[Collected data entries]
-- -- --

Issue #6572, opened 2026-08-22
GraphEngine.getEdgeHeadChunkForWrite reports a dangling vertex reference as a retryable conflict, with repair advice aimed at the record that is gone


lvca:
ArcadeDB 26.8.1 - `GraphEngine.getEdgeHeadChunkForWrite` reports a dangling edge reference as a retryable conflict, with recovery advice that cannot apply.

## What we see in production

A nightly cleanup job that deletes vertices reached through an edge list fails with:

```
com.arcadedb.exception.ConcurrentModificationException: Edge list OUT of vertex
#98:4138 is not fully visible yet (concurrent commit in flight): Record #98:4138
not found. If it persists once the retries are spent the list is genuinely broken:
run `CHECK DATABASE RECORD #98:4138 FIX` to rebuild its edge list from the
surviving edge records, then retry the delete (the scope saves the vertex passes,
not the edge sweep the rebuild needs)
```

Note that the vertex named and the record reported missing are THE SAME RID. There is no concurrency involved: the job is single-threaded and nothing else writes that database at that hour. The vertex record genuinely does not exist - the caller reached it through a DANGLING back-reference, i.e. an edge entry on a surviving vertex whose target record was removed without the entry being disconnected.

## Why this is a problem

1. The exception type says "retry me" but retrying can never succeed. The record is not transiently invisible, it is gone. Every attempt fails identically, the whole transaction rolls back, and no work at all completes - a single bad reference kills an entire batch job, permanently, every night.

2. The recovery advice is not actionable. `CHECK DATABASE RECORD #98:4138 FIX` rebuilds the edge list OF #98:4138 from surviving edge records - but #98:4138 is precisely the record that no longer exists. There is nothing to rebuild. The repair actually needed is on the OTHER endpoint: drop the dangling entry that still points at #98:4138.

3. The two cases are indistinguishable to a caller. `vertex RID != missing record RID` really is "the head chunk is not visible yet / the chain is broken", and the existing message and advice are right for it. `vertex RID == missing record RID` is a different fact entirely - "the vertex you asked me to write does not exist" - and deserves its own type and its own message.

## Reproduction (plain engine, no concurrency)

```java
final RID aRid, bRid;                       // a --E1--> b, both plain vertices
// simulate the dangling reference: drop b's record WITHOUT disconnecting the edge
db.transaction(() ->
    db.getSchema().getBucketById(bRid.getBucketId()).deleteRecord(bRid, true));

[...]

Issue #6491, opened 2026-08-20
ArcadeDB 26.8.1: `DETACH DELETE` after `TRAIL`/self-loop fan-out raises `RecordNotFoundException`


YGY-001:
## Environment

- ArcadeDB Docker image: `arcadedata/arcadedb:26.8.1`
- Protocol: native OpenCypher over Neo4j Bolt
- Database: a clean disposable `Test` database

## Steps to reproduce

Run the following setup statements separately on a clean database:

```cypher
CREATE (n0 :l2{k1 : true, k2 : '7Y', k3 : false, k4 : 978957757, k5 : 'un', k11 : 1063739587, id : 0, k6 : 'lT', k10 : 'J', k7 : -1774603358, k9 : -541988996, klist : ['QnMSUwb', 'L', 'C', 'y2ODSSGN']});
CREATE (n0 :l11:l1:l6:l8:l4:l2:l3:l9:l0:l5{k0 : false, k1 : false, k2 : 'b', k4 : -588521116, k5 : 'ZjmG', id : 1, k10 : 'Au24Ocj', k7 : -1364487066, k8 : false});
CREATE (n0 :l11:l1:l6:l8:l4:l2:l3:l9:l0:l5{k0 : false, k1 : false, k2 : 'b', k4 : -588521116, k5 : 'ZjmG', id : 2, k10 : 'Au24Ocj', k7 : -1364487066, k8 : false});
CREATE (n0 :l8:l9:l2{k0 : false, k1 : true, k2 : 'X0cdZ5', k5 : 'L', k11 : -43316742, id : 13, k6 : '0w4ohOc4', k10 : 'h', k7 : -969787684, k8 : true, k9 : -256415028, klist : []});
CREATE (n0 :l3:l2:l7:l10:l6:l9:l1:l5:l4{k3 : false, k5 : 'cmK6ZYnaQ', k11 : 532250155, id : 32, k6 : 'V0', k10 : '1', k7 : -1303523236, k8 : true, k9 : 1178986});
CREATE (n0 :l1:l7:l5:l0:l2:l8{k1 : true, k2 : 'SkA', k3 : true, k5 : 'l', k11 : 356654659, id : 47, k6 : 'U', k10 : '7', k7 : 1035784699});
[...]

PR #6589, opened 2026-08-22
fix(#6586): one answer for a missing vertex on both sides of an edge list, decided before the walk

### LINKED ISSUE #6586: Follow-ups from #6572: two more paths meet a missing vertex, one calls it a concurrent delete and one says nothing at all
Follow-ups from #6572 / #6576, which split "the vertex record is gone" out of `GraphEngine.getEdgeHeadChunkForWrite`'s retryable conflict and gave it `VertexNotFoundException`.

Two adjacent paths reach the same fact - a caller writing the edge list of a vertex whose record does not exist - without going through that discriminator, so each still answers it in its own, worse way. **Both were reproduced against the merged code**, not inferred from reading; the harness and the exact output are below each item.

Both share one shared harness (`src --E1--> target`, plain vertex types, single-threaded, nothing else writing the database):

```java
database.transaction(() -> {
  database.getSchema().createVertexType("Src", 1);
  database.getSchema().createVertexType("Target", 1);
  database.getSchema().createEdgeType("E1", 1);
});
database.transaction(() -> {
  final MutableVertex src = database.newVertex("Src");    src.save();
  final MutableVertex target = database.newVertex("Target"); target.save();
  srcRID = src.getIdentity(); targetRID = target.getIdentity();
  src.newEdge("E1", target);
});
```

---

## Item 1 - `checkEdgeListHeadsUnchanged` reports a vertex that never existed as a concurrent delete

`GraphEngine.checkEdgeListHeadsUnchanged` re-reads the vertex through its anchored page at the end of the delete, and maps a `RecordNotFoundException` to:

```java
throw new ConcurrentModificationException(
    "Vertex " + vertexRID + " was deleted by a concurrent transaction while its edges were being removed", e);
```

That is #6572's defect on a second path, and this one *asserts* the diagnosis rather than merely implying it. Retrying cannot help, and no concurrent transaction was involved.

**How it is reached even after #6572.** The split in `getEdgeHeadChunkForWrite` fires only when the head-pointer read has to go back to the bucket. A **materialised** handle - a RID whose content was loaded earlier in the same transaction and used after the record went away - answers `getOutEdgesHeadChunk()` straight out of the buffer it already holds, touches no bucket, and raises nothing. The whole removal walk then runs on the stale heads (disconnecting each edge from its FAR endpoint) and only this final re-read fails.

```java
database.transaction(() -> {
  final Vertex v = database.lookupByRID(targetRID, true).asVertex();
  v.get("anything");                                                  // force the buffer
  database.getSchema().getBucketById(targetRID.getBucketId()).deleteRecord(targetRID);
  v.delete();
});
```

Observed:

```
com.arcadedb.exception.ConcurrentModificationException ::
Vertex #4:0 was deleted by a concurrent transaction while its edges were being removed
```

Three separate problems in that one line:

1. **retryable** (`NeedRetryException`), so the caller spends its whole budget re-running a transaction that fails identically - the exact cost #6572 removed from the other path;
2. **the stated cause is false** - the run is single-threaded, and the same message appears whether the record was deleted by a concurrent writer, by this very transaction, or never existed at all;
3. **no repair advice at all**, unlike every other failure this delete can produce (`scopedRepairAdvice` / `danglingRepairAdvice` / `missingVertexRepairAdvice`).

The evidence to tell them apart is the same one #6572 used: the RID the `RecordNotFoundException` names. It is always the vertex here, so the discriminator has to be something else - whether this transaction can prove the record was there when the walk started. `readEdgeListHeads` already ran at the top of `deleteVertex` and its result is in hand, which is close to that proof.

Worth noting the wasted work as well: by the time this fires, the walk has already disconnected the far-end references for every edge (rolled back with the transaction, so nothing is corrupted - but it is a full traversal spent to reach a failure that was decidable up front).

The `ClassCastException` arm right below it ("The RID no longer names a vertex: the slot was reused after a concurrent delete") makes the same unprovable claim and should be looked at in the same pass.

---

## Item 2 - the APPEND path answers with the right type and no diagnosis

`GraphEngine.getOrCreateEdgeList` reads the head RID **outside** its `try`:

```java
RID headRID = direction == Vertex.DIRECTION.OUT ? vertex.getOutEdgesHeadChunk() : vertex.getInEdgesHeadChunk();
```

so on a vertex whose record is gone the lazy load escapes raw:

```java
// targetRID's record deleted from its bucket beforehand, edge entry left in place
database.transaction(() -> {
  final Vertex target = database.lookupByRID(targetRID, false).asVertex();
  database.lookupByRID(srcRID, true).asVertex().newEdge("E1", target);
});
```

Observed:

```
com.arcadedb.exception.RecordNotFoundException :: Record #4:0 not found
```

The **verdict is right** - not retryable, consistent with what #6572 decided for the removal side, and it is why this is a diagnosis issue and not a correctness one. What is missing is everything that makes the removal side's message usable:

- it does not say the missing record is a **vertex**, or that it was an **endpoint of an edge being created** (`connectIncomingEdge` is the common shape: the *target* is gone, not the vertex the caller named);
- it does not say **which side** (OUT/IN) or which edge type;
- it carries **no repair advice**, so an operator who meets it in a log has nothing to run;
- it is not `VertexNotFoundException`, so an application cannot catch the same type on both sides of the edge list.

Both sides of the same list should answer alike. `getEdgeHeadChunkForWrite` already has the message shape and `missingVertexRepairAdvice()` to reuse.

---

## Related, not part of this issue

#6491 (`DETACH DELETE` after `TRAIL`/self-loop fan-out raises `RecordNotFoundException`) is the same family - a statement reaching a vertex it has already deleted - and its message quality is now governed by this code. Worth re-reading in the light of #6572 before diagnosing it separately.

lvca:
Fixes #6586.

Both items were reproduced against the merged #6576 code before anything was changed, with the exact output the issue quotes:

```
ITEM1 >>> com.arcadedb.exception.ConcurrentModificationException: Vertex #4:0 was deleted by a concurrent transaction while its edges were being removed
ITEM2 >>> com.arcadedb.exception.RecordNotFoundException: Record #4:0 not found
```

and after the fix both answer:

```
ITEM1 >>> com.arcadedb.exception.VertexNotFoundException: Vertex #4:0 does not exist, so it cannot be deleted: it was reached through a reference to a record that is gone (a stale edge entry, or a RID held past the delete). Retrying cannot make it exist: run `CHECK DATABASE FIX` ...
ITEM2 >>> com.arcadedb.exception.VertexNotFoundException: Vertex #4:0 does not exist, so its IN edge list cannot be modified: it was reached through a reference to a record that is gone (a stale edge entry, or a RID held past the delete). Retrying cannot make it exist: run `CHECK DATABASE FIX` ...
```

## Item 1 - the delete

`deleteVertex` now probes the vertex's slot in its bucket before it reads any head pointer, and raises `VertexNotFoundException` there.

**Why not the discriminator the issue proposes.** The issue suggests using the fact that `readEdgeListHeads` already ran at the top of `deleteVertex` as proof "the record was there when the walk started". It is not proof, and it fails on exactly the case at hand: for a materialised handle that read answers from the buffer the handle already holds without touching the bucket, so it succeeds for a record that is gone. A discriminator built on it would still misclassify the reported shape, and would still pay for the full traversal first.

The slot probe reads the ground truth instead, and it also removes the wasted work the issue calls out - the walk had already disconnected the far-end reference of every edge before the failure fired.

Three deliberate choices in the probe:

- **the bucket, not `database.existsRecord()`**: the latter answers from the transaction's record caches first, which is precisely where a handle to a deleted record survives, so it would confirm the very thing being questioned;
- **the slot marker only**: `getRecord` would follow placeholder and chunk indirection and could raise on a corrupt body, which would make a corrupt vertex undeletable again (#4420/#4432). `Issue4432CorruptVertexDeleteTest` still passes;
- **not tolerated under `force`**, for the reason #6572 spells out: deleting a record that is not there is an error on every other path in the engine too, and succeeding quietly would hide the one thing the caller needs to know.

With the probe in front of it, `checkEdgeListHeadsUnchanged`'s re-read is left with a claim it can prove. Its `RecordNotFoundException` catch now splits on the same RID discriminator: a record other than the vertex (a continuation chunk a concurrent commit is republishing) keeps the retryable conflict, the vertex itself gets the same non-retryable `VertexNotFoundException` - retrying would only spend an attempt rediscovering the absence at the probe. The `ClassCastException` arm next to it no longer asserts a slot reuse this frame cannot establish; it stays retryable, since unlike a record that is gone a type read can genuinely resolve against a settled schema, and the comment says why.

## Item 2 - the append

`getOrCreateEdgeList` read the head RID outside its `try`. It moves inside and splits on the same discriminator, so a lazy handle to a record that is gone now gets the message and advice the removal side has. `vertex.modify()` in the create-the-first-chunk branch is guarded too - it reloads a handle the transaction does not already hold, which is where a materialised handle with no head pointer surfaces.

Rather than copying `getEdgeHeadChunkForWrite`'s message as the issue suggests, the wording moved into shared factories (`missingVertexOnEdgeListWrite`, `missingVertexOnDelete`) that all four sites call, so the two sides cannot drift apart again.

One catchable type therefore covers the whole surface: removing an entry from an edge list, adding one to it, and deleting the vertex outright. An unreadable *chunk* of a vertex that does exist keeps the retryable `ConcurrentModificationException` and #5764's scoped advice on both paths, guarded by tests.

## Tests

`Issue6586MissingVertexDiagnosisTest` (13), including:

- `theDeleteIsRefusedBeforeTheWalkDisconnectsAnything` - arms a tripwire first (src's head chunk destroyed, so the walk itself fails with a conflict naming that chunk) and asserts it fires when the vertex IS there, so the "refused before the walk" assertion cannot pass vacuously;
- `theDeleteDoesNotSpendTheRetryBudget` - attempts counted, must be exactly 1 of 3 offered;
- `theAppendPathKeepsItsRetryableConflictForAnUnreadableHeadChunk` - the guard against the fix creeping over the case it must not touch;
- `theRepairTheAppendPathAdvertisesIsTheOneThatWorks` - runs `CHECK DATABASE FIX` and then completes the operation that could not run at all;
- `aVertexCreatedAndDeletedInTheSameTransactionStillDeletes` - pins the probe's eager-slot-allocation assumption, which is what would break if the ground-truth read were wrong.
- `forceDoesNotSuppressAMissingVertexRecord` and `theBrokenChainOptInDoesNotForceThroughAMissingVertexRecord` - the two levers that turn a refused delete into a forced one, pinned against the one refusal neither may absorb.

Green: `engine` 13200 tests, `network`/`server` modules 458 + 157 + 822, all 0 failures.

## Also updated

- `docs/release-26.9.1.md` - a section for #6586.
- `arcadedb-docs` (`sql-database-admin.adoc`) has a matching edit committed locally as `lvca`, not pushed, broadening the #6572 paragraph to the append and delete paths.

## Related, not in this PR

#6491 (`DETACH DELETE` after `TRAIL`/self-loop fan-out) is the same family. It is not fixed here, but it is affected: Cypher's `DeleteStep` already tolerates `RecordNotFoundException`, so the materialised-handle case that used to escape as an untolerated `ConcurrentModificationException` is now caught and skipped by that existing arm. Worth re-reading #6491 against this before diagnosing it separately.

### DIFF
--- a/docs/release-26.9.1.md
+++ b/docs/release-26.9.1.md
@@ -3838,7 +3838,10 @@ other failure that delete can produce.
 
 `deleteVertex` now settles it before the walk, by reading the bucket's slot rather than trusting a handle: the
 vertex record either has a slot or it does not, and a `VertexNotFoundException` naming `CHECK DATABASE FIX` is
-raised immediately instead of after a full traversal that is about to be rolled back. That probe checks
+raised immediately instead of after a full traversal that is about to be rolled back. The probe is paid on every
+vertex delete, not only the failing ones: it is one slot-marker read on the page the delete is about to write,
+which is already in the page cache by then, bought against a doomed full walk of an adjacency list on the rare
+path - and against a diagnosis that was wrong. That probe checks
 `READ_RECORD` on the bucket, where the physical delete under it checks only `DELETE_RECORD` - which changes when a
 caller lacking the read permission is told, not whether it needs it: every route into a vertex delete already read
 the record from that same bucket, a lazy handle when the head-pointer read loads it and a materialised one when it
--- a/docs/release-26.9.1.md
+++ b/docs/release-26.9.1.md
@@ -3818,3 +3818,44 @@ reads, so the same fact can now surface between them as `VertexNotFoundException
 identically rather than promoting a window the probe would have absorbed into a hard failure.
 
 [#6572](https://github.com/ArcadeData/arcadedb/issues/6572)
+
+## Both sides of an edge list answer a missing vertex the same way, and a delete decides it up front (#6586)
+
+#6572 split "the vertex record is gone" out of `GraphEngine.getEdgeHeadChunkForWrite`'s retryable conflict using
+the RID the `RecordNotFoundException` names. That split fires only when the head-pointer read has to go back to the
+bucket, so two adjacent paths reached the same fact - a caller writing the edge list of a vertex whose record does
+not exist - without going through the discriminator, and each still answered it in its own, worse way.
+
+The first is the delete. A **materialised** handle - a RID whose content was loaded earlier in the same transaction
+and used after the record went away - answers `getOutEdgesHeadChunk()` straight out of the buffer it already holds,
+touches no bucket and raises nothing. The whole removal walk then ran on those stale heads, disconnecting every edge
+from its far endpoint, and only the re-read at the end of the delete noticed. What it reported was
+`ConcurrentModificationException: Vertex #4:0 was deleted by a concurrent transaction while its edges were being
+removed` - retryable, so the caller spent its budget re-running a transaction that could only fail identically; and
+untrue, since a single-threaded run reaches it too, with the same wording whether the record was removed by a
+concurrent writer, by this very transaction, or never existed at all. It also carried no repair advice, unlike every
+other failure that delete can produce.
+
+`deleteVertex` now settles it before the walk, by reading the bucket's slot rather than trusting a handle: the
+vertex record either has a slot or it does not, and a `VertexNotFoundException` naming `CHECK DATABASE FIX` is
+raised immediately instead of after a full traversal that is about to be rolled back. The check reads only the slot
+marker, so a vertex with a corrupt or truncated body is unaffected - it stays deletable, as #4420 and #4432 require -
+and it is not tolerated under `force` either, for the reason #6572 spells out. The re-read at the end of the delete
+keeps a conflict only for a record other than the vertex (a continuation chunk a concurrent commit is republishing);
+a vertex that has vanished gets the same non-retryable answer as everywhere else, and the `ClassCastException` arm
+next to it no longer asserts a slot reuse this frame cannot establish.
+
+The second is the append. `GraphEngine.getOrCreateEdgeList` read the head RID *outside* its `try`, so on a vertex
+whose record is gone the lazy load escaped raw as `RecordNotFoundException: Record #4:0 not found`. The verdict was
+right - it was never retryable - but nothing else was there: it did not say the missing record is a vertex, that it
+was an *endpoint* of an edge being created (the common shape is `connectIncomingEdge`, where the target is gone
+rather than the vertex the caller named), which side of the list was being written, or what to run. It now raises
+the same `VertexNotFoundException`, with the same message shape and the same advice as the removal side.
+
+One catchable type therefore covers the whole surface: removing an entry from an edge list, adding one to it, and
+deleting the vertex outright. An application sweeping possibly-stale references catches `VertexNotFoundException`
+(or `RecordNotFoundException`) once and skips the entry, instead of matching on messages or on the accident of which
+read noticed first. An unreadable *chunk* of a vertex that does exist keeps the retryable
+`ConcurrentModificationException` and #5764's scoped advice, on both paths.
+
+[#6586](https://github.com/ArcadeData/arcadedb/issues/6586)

-- -- --

◆ PROBLEM TO WORK ON
Return exactly what appears above, from the first line of the entries to the line with "## What we see in production", inclusive.

◆ ANSWER AREA
Issue #6572, opened 2026-08-22
GraphEngine.getEdgeHeadChunkForWrite reports a dangling vertex reference as a retryable conflict, with repair advice aimed at the record that is gone


lvca:
ArcadeDB 26.8.1 - `GraphEngine.getEdgeHeadChunkForWrite` reports a dangling edge reference as a retryable conflict, with recovery advice that cannot apply.

## What we see in production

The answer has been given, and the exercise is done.